» INSTRUCTIONS FOR THE TASK
Write every record out again exactly as given.

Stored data
PR #239, opened 2016-04-21
add dhcp_search_domains parameter

lbischof:
I added a dhcp_search_domains parameter. I didn't write any tests because I don't know how.

### DIFF
--- a/manifests/init.pp
+++ b/manifests/init.pp
@@ -174,6 +174,9 @@
 # $dhcp_option_domain::         DHCP use the dhcpd config option domain-name
 #                               type:array
 #
+# $dhcp_search_domains::        DHCP search domains option
+#                               type:array
+#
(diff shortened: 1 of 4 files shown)


domcleal:
:+1: looks fine to me.

If you did want to try writing a test, it should be straight forward with the examples already there.  spec/classes/foreman_proxy__proxydhcp__spec.rb would be the file, you'd create a new context block, e.g. `context 'with dhcp_search_domains' do`, set the parameter on the class in the pre_condition block and then have a `it { should contain_dhcp__pool('example.com').with_search_domains(...) }`.

lbischof:
Great thanks. I'll try writing a test over the weekend.

lbischof:
I added a test.

ekohl:
Thanks!

PR #240, opened 2016-04-25
Removed virsh network option

lzap:
It has been removed and replaced by libvirt.

https://github.com/theforeman/smart-proxy/commit/6798dc589b83eb601a135f914db5ec2308c492e1

I don't want to do puppet stuff for the new parameters, I will go ahead and
remove those from documentation as well.

### DIFF
--- a/manifests/init.pp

» ANSWER TO THIS PROBLEM
PR #239, opened 2016-04-21
add dhcp_search_domains parameter

lbischof:
I added a dhcp_search_domains parameter. I didn't write any tests because I don't know how.

### DIFF
--- a/manifests/init.pp
+++ b/manifests/init.pp
@@ -174,6 +174,9 @@
 # $dhcp_option_domain::         DHCP use the dhcpd config option domain-name
 #                               type:array
 #
+# $dhcp_search_domains::        DHCP search domains option
+#                               type:array
+#
(diff shortened: 1 of 4 files shown)


domcleal:
:+1: looks fine to me.

If you did want to try writing a test, it should be straight forward with the examples already there.  spec/classes/foreman_proxy__proxydhcp__spec.rb would be the file, you'd create a new context block, e.g. `context 'with dhcp_search_domains' do`, set the parameter on the class in the pre_condition block and then have a `it { should contain_dhcp__pool('example.com').with_search_domains(...) }`.

lbischof:
Great thanks. I'll try writing a test over the weekend.

lbischof:
I added a test.

ekohl:
Thanks!

PR #240, opened 2016-04-25
Removed virsh network option

lzap:
It has been removed and replaced by libvirt.

https://github.com/theforeman/smart-proxy/commit/6798dc589b83eb601a135f914db5ec2308c492e1

I don't want to do puppet stuff for the new parameters, I will go ahead and
remove those from documentation as well.

### DIFF
--- a/manifests/init.pp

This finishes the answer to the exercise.